PR #3780, opened 2019-04-08
Update Py_UNICODE to Py_UCS4

### LINKED ISSUE #3344: Unable to draw an Ext-B+ char on Windows
### What did you do?

1\. Create a script file `char.py` for drawing.

```python
#!/usr/bin/env python3
"""Draw a text image from a font
"""
import sys
import os
import argparse

def color_hex_to_tuple(color):
    """Convert hex string RRGGBBAA to (R, G, B, A)
    """
    return (int(color[0:2], 16), int(color[2:4], 16), int(color[4:6], 16), int(color[6:8], 16))

def draw_text(text, font, size=40, fgcolor='000000FF', bgcolor='FFFFFF00', output='text.png'):
    if not output:
        return
    if type(size) == str:
        size = int(size)
    if type(fgcolor) == str:
        fgcolor = color_hex_to_tuple(fgcolor)
    if type(bgcolor) == str:    
        bgcolor = color_hex_to_tuple(bgcolor)

    img = Image.new('RGBA', (size, size), bgcolor)
    draw = ImageDraw.Draw(img)
    fnt = ImageFont.truetype(font, size)
    dx, dy = fnt.getoffset(text)
    draw.text((-dx, -dy), text, font=fnt, fill=fgcolor)
    img.save(output)

def main():
    root = os.path.dirname(__file__)

    parser = argparse.ArgumentParser(
        formatter_class=argparse.RawDescriptionHelpFormatter,
        description=__doc__,
        )
    parser.add_argument('text',
        help="""The text to draw.""")
    parser.add_argument('font',
        help="""The font used to draw the text.""")
    parser.add_argument('--size', default=40,
        help="""Image size in pixels. Default: %(default)s""")
    parser.add_argument('--fgcolor', default='000000FF',
        help="""Foreground color in hex RRGGBBAA. Default: %(default)s""")
    parser.add_argument('--bgcolor', default='FFFFFF00',
        help="""Background color in hex RRGGBBAA. Default: %(default)s""")
    parser.add_argument('--output', default=os.path.join(root, 'text.png'),
        help="""Output file path. Default: %(default)s""")
    args = vars(parser.parse_args())
    draw_text(**args)

if __name__ == "__main__":
    main()
```

2\. Download [http://fonts.jp/hanazono/](HanaMin) font and put in the same directory.

3\. Try several ways to draw the text image:

3.1. Run below command on Windows:

    chcp 950
    char.py "人" HanaMinA.ttf

Result (successful): text

3.2. Run below command on Windows:

    chcp 65001
    char.py "人" HanaMinA.ttf

Result (successful): text

3.3. Run below command on Windows:

    chcp 950
    char.py "𠀀" HanaMinB.ttf

Result (bad): text

3.4. Run below command on Windows:

    chcp 65001
    char.py "𠀀" HanaMinB.ttf

Result (bad): text

3.5. Run below command on Linux:

    char.py "𠀀" HanaMinB.ttf

Result (successful): text

3.* should all draw the image successfully.

### What actually happened?
3.3 and 3.4 doesn't draw the image as expected.

PIL.PILLOW_VERSION = 5.2.0

Tested on Windows 7, SP1 and Linux Ubuntu 16.

### LINKED ISSUE #3777: 32-bit Unicode code points don't work on Windows
When rendering with TrueType fonts on Windows, Unicode code points outside the 16-bit range are rendered as a pair of unknown characters (usually a box with a question mark). I suspect this is caused by one of the following lines:

https://github.com/python-pillow/Pillow/blob/36db534c480ad4e1f33e02e15478ed122509f927/src/_imagingft.c#L322

https://github.com/python-pillow/Pillow/blob/36db534c480ad4e1f33e02e15478ed122509f927/src/_imagingft.c#L363

According to Python docs, `Py_UNICODE` is a typedef for `wchar_t`, which is 16-bit on Windows, but typically 32-bit on Linux. The docs suggest using the type `Py_UCS4` and function `PyUnicode_AsUCS4Copy` (introduced in Python 3.3).
https://docs.python.org/3/c-api/unicode.html#c.PyUnicode_AsUCS4Copy

I would attempt changing this myself, but I'm not sure how to compile native Python libraries from source.

### Code to reproduce:
```
import sys

size = int(sys.argv[2]) if len(sys.argv) >= 3 else 48
fontname = sys.argv[1] if len(sys.argv) >= 2 else 'Symbola.ttf'
font = ImageFont.truetype(fontname, size=size)

text = ''' Unicode pictogram test:
Letters: P H BUS
Sans-serif: 𝗣 𝗛 𝗕𝗨𝗦
Crosses: † ✝
Amenity: 🚻 🖂 ⛲ ⛹ 🎓 🎒
Entertainment: 🎨 🎡 🎢 🎜 🎬 🎭 🎰 🎲
Sport: 🎳 🎾 🏓 🏸 🚩
Restaurants: 🍽 🍴 🍵 🍶 🍷 🍺 🍾
Transport: ⛽ 🚂 🚁 🚃 🚋 🚌 🚖 🛪
'''.splitlines()

image = Image.new('RGB', (1000, 600), '#fff')
draw = ImageDraw.Draw(image, 'RGBA')
for i, line in enumerate(text):
    draw.text((0, i * size), line, fill='#000', font=font)
image.save(fontname + '.png')
```
Font used: https://www.fontspace.com/unicode-fonts-for-ancient-scripts/symbola

### Result on Windows (Pillow 5.4.1, Python 3.7.0 32-bit, Windows 7 64-bit):
win-Symbola ttf
### Result on Linux (Pillow 5.4.1, Python 3.4.3, Linux Mint 17.3 64-bit):
linux-Symbola ttf

nulano:
`PyUnicode_AS_UNICODE` is now deprecated, replace it with `PyUnicode_AsUCS4Copy` or `PyUnicode_READ_CHAR`.

- Fixes #3344, #3777 (Python 3.x only).
- Add test for #3344, #3777.

Fixing the issues for Python 2.7 will likely require a lot of effort. Given the coming end of support, I don't think it makes sense to fix it there; therefore the test is set to skip on Windows for Python 2.x.


nulano:
I'm not sure why the new test fails on Centos-6 and Amazon-1. All other platforms pass.

Tests/test_imagefont.py
```diff
@@ -440,6 +440,18 @@ def test_unicode_pilfont(self):
...
+                     "requires Python 3.x on Windows")
+    def test_unicode_render(self):
+        # issue #3777
+        text = u"A\u278A\U0001F12B"
+        ttf = ImageFont.truetype("Tests/fonts/NotoSansSymbols-Regular.ttf",
+                                 FONT_SIZE, layout_engine=self.LAYOUT_ENGINE)
+        img = Image.new("RGB", (100, 60))
+        d = ImageDraw.Draw(img)
+        d.text((10, 10), text, font=ttf)
+        self.assert_image_similar_tofile(img, "Tests/images/unicode_extended.png", self.metrics['textsize'])
```
radarhere: Suggestion to allow Lint to pass

```suggestion
        self.assert_image_similar_tofile(
            img, "Tests/images/unicode_extended.png", self.metrics['textsize'])
```

nulano: I already fixed that, just forgot to commit and push.

Tests/test_imagefont.py
```diff
@@ -440,6 +440,21 @@ def test_unicode_pilfont(self):
...
+        text = u"A\u278A\U0001F12B"
+        target = "Tests/images/unicode_extended.png"
+
+        ttf = ImageFont.truetype("Tests/fonts/NotoSansSymbols-Regular.ttf",
+                                 FONT_SIZE, layout_engine=self.LAYOUT_ENGINE)
+        img = Image.new("RGB", (100, 60))
+        d = ImageDraw.Draw(img)
+        d.text((10, 10), text, font=ttf)
+
+        self.assert_image_similar_tofile(img, target, self.metrics['textsize'])
```
radarhere: Bear with me if this is a silly question, but why is the third argument `self.metrics['textsize']`?

nulano: I don't know what these values mean, I just guessed based on the other tests. Looks like changing it to `self.metrics['multiline']` would fix the failing builds. Do you happen to know the meaning of these values?

radarhere: Oh, I see what you mean - the other tests do have similar lines.

The function called is https://github.com/python-pillow/Pillow/blob/e8b2da587f721e9e7fee7135dee159b9330098f4/Tests/helper.py#L152

The third argument, epsilon, is a measure of how much different the first two images can be and still allow the test to pass.

nulano: ~~Yes, I found that, but I can't find a reason why these values were chosen and named as they were.~~
Duh, use `git blame`: https://github.com/python-pillow/Pillow/commit/20da797fcee7cfa22ee9637cb8b3b041e1fa8ecb sort-of explains this. I'll just change the value as I wrote earlier.

nulano:
I'm not sure why the Travis build got cancelled, but it did pass on my repository:
https://travis-ci.org/nulano/Pillow/builds/517255375

radarhere:
I restarted the Travis jobs, and they now pass.

nulano:
It looks like Codecov isn't receiving coverage from any Python 2.7 builds with Raqm installed (such as alpine: https://travis-ci.org/python-pillow/Pillow/jobs/517268209#L712):
https://codecov.io/gh/python-pillow/Pillow/src/a4fd4c2b/src/_imagingft.c#L370

hugovk:
Good spot!

The Alpine job is 7325.10 and is shown as received by Codecov:

https://codecov.io/gh/python-pillow/Pillow/commit/a4fd4c2b23d921ea8263738c2e6f87720774d5f2/build

But checking the logs (in the `if [ "$LINT" == "" ]; then` section), there's some problem with coveralls-merge, which combines coverage data for the Python and C files. I expect we're only getting the Python coverage data in this case. Scrolling back a few lines shows a missing dependency: `E: Unable to locate package lcov`

https://travis-ci.org/python-pillow/Pillow/jobs/517268209#L4166

hugovk:
From https://github.com/python-pillow/Pillow/issues/3835#issuecomment-507408755:

> Our tests didn't pick it up because ... whilst we do test PyPy3 on Travis CI, there is a ["implicit declaration of function ‘PyUnicode_AsUCS4Copy’" warning](https://travis-ci.org/python-pillow/Pillow/jobs/552842796#L2596) we didn't notice as all the [`test_imagefont` tests are skipped because there's no FreeType (or RAQM)](https://travis-ci.org/python-pillow/Pillow/jobs/552842796#L4209) on PyPy3. We should improve these testing gaps.

That's not quite accurate: FreeType is available on Travis CI for PyPy3.

The `test_imagefont` tests were skipped when this PR was merged:

* https://travis-ci.org/python-pillow/Pillow/jobs/552376944#L4197

But they were run on the previous merge to master:

* https://travis-ci.org/python-pillow/Pillow/jobs/552376428#L4192

Could it be that `PY_VERSION_HEX` isn't available on PyPy?

nulano:
> Could it be that `PY_VERSION_HEX` isn't available on PyPy?

It is available.

Because FreeType support is loaded dynamically on Linux, I guess it failed to dynamically link the `PyUnicode_AsUCS4Copy` function and assumed it is because of missing FreeType support.
https://travis-ci.org/python-pillow/Pillow/jobs/552842796#L3090

hugovk:
I reported this to PyPy and they've now added `PyUnicode_AsUCS4Copy()`:

> We are just following CPython with our emulation of the CPython C API. If CPython deprecates but keeps around functions, then they'll stay in PyPy too.
>
> `PyUnicode_AsUCS4Copy()` is not implemented in PyPy so far, even though it was present since CPython 3.3. I just added this function in 3ec1002a818c. Closing this as resolved, but please reopen if you hit more missing related functions.

* https://bitbucket.org/pypy/pypy/issues/3035/cpython-old-style-unicode-api-deprecations

Let's check again when the next PyPy release is out. The current version is 7.1.1:

* https://morepypy.blogspot.com/2019/04/pypy-711-bug-fix-release.html

nulano:
> Let's check again when the next PyPy release is out. The current version is 7.1.1:
> 
> * https://morepypy.blogspot.com/2019/04/pypy-711-bug-fix-release.html

PyPy3.6-7.2.0 has been released. The fix is ready, but depends on #4140 and #4109 being merged.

=== Your instructions ===
Filter the entries down to the lines with the word "were" in them.

=== Output below ===
nulano: ~~Yes, I found that, but I can't find a reason why these values were chosen and named as they were.~~
The `test_imagefont` tests were skipped when this PR was merged:
But they were run on the previous merge to master:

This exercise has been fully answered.